- Exercise objective -
Given the entries that follow, write out exactly the lines starting at the one containing "PR #2799, opened 2026-06-02" and ending at the one containing "#### 1. Speculative", both ends included, and only those.

- Data for the task -
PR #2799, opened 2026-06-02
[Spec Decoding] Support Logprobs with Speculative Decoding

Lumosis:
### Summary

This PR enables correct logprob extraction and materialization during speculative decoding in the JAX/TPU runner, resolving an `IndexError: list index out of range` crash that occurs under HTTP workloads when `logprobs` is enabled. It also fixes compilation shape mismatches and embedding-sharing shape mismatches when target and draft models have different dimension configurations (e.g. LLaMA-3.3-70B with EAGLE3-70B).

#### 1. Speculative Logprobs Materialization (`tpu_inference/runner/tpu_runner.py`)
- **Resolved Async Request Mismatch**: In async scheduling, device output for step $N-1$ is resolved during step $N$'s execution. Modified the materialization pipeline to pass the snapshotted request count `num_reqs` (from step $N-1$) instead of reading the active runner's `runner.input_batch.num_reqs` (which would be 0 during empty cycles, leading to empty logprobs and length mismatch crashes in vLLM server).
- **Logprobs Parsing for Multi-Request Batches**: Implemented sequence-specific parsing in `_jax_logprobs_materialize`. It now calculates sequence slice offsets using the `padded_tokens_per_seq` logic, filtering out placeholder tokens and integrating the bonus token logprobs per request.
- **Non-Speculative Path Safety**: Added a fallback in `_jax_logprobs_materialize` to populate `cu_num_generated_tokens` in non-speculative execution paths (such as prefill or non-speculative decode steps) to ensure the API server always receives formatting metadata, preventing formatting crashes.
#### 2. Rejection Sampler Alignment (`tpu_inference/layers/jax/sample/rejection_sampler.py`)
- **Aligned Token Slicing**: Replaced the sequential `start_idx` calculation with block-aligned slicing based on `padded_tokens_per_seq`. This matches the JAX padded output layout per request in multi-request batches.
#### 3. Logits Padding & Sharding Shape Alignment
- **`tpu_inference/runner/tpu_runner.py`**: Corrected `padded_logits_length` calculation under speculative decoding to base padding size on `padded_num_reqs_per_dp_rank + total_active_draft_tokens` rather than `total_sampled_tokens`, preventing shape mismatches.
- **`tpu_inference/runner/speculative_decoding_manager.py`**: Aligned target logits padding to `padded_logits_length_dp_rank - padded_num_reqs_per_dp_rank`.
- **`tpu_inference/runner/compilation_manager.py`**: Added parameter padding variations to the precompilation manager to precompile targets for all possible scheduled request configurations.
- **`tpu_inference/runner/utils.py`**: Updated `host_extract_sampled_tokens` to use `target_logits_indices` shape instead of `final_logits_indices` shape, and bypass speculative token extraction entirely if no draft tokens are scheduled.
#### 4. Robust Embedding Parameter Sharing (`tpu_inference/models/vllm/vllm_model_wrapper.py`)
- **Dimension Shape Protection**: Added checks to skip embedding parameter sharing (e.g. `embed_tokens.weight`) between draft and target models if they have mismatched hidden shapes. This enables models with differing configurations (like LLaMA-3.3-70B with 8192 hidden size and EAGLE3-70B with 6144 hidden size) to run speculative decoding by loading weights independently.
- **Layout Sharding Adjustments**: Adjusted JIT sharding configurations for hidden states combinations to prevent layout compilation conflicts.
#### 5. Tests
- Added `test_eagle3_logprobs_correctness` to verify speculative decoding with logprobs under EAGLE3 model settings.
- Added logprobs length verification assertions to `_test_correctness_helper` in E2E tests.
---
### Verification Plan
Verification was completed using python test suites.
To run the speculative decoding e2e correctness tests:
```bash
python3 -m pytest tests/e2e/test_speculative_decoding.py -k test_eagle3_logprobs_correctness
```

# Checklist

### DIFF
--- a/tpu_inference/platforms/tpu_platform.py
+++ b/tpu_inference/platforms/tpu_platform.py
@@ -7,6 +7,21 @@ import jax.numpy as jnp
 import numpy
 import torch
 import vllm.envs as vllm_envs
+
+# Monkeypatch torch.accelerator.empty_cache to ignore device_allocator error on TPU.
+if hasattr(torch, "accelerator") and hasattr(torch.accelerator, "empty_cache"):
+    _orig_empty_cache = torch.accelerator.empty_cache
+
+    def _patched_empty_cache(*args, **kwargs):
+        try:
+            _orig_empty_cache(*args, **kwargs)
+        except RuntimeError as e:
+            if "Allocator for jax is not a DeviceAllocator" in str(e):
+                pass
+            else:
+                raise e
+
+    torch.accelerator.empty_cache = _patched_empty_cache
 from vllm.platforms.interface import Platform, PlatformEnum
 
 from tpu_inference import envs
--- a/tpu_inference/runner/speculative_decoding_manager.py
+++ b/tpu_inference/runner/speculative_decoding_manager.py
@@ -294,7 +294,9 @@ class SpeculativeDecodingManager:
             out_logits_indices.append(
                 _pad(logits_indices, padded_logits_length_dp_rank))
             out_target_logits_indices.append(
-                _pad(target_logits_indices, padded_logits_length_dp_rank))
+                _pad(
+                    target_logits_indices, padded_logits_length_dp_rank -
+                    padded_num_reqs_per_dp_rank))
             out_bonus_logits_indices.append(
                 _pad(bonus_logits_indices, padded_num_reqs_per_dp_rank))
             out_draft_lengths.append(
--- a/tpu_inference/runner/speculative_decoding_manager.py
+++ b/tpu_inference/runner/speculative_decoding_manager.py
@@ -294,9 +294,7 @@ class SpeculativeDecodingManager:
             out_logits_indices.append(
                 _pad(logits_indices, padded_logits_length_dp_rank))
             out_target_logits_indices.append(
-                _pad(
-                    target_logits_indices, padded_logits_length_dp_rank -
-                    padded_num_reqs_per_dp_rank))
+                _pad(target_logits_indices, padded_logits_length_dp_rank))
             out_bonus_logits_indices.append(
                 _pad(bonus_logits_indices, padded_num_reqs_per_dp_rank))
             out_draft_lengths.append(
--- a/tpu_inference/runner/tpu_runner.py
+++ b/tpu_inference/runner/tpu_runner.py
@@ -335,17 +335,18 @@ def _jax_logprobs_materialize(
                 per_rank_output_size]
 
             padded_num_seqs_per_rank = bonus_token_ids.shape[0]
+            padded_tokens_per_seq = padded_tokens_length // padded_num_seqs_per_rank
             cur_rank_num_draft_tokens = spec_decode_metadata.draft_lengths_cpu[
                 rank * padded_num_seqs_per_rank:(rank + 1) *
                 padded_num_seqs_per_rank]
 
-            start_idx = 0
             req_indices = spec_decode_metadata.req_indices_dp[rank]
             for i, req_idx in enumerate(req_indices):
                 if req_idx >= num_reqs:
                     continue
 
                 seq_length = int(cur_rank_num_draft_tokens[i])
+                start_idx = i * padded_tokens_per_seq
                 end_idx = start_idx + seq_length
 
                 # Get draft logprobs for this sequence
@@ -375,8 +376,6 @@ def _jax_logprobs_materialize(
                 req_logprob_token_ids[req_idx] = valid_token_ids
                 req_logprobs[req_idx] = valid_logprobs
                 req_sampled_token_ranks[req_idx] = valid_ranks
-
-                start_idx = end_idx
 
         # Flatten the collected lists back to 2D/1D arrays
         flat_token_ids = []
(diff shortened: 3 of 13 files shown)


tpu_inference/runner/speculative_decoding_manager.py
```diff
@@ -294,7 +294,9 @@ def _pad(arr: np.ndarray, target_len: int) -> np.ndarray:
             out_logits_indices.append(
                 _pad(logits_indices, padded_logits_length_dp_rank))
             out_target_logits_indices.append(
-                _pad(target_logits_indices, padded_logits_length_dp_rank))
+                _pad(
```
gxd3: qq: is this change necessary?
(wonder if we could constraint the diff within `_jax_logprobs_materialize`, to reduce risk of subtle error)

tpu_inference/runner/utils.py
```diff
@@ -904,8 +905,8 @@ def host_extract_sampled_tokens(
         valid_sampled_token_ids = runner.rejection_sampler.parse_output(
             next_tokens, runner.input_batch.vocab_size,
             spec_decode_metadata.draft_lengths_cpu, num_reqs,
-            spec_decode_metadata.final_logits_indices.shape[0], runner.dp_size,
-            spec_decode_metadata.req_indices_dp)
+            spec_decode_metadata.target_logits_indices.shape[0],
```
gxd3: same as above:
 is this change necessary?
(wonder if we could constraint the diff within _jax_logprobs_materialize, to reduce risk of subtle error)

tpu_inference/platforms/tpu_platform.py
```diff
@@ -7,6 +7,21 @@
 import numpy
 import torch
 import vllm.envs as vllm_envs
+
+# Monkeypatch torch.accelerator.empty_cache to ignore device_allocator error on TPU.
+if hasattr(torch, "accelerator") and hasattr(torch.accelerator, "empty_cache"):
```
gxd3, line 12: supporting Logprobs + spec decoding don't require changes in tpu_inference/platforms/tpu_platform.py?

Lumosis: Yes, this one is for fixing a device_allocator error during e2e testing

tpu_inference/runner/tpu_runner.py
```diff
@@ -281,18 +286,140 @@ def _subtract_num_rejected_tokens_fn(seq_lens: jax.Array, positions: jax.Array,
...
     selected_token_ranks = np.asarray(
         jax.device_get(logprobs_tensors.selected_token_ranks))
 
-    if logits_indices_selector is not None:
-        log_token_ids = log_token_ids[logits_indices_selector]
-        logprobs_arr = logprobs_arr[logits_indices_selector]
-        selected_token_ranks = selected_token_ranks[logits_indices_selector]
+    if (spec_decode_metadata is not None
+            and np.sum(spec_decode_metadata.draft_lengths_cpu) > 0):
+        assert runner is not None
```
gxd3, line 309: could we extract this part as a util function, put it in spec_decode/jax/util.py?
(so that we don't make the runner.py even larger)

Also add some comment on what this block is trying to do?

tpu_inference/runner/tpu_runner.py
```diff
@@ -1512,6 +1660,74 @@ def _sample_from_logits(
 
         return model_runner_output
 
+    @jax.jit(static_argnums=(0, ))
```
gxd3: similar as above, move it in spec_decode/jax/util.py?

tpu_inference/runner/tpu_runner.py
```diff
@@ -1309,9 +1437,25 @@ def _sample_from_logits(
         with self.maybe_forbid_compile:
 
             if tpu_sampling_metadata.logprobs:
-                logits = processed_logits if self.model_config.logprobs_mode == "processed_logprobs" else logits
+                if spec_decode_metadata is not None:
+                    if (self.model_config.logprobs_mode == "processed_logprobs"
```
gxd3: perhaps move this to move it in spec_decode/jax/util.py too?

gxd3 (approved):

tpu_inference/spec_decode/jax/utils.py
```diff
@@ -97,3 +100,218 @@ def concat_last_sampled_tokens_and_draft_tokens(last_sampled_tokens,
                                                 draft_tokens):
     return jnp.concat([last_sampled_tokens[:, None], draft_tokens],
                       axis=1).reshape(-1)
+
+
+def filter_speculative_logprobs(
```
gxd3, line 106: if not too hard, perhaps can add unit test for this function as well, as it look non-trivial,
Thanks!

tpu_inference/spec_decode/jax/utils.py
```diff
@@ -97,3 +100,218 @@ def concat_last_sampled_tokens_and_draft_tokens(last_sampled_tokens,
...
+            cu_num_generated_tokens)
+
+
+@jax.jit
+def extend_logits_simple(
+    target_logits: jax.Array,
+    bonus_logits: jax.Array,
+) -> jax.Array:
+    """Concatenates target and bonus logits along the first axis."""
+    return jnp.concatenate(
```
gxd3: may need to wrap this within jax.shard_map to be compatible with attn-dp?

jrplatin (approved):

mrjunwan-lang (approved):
* * *
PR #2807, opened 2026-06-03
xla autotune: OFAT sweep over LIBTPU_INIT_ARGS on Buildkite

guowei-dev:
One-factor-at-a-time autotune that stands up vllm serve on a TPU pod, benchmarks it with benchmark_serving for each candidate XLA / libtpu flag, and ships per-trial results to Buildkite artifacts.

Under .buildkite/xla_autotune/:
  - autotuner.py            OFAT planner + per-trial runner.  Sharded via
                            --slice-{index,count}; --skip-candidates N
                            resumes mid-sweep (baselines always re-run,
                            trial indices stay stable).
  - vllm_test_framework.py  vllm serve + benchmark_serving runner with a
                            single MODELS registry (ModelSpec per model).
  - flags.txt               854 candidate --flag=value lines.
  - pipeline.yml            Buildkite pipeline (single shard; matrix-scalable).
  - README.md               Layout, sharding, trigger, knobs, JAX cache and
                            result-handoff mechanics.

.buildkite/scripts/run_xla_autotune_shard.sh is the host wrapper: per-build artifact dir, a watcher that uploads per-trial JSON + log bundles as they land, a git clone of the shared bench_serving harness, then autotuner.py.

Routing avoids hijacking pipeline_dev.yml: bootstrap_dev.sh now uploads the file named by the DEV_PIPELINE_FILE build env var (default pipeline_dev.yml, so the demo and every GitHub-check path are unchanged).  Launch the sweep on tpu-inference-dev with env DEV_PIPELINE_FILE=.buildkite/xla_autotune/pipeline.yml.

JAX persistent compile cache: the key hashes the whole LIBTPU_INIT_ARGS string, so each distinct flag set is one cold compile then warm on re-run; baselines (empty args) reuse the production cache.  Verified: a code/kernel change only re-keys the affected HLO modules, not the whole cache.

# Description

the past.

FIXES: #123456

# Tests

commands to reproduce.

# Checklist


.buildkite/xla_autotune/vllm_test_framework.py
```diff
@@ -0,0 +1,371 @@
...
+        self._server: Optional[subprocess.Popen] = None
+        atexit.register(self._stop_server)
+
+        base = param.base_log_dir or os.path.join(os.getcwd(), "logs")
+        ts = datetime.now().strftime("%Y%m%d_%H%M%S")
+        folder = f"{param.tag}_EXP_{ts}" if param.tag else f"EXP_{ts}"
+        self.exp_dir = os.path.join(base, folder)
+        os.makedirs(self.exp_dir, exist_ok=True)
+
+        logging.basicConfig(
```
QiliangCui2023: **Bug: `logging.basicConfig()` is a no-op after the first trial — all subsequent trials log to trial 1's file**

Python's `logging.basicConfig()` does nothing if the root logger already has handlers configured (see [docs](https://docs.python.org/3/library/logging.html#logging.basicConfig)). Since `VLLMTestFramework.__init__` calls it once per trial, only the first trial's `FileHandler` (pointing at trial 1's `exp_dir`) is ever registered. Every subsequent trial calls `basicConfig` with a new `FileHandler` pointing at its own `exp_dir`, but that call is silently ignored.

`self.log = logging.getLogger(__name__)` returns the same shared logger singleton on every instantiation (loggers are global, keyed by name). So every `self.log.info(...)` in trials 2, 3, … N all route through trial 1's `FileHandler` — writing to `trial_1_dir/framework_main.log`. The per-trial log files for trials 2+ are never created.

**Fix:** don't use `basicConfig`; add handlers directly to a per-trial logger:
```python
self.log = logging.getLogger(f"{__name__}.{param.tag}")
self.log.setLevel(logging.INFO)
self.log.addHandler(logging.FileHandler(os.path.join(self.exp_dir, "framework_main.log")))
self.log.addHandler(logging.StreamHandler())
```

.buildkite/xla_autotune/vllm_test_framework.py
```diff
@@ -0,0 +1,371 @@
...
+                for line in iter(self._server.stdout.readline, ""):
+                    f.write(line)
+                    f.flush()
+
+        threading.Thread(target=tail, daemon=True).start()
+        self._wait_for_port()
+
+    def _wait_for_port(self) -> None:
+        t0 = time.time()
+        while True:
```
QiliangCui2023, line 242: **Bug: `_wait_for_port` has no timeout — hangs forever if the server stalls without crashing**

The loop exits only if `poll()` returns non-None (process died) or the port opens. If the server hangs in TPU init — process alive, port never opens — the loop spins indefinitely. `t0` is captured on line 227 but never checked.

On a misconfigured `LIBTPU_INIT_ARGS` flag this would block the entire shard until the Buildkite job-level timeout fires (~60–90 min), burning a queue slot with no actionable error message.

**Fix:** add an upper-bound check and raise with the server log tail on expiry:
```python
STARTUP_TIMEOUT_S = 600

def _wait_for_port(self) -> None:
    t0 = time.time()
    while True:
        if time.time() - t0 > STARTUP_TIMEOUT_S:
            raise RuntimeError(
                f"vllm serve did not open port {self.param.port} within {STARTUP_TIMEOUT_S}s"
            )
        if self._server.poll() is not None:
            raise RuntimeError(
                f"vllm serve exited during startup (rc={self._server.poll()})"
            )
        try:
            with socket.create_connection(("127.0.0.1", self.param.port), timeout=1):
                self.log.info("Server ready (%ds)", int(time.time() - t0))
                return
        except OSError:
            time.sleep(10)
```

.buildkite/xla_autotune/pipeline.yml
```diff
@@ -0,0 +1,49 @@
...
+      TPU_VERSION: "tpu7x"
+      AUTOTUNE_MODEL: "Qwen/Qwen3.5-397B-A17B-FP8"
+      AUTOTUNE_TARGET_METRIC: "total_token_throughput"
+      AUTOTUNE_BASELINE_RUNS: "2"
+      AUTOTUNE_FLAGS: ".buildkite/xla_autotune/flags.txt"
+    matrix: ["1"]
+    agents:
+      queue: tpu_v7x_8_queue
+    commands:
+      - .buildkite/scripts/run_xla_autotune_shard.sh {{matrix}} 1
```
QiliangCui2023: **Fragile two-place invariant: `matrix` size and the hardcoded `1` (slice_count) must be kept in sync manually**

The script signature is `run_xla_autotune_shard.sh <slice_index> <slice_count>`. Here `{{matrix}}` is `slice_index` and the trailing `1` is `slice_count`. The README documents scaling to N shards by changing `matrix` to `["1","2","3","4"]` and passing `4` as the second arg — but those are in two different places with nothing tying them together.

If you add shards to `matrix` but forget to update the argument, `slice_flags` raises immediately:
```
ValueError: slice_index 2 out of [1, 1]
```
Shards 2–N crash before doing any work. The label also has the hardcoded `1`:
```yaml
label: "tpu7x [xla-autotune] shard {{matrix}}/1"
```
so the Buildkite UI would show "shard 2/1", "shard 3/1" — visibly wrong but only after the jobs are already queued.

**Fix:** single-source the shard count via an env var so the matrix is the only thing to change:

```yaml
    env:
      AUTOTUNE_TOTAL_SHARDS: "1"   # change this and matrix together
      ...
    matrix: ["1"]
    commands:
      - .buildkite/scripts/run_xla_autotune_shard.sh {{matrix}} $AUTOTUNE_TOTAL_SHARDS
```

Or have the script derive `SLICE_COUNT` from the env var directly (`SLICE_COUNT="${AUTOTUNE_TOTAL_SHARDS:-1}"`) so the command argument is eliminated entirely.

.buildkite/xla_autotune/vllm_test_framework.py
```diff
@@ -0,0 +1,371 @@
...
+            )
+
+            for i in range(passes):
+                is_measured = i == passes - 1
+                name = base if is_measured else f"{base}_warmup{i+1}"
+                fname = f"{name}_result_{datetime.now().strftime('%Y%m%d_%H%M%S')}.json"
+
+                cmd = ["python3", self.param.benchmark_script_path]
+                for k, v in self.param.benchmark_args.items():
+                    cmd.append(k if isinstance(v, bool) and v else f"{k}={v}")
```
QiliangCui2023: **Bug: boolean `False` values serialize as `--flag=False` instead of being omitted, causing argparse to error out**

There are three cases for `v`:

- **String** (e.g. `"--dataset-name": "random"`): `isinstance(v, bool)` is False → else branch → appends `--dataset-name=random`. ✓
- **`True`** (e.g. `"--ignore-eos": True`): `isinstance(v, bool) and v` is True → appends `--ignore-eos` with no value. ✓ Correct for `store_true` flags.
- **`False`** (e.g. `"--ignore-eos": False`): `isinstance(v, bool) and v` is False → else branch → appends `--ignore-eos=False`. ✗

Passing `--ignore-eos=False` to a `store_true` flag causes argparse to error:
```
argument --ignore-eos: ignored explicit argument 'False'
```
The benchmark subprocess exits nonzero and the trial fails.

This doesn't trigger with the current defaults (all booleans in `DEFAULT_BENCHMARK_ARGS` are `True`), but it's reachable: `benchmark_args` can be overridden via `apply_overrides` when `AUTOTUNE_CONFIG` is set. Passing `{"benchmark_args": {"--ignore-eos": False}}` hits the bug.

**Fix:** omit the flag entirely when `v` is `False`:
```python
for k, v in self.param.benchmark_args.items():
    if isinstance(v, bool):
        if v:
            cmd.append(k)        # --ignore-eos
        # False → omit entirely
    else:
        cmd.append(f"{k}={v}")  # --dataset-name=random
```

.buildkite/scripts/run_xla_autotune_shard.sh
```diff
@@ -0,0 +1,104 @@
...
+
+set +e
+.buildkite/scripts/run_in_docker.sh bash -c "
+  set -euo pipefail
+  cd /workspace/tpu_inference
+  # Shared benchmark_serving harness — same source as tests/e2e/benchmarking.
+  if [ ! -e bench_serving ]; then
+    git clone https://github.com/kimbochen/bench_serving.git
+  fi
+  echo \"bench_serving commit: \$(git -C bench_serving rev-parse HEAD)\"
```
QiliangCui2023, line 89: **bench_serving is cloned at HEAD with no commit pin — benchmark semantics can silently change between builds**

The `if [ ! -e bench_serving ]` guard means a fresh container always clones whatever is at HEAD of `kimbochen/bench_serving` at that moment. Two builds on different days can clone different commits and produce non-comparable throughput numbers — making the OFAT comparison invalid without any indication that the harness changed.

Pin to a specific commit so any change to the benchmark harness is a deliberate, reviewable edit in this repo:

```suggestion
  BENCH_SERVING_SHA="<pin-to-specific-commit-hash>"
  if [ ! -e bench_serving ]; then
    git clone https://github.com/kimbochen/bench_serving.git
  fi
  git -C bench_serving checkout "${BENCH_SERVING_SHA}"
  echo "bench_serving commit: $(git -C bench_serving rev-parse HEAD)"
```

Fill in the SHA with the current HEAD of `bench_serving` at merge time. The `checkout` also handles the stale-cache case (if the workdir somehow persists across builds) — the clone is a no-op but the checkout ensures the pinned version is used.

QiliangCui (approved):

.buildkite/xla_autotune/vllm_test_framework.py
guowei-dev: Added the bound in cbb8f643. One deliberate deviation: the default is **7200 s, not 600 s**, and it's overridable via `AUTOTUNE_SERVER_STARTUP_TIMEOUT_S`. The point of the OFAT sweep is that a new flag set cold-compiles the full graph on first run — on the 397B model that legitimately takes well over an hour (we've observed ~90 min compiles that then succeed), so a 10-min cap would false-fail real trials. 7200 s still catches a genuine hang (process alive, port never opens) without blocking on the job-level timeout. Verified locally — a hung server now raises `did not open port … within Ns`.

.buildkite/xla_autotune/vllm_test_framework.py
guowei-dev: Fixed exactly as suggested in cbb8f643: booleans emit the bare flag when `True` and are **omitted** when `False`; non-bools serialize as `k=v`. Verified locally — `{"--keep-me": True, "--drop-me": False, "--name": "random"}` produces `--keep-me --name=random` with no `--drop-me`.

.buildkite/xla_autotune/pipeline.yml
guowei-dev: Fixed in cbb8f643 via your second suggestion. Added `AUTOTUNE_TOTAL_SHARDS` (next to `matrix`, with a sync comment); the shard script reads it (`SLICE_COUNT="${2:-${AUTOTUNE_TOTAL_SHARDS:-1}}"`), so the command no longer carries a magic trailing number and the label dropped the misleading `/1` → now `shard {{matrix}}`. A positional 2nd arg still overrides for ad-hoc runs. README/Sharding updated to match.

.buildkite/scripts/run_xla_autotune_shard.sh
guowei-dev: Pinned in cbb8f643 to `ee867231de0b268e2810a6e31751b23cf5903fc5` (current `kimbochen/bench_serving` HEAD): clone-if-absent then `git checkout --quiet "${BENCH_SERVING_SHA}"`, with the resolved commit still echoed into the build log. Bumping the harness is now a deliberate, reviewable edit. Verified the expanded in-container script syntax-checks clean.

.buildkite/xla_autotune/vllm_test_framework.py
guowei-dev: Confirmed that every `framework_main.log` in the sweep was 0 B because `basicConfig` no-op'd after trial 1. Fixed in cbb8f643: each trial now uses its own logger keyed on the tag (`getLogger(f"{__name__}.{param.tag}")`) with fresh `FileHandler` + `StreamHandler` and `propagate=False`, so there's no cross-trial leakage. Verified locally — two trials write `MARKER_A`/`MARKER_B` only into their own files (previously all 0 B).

- Your solution -
PR #2799, opened 2026-06-02
[Spec Decoding] Support Logprobs with Speculative Decoding

Lumosis:
### Summary

This PR enables correct logprob extraction and materialization during speculative decoding in the JAX/TPU runner, resolving an `IndexError: list index out of range` crash that occurs under HTTP workloads when `logprobs` is enabled. It also fixes compilation shape mismatches and embedding-sharing shape mismatches when target and draft models have different dimension configurations (e.g. LLaMA-3.3-70B with EAGLE3-70B).

#### 1. Speculative Logprobs Materialization (`tpu_inference/runner/tpu_runner.py`)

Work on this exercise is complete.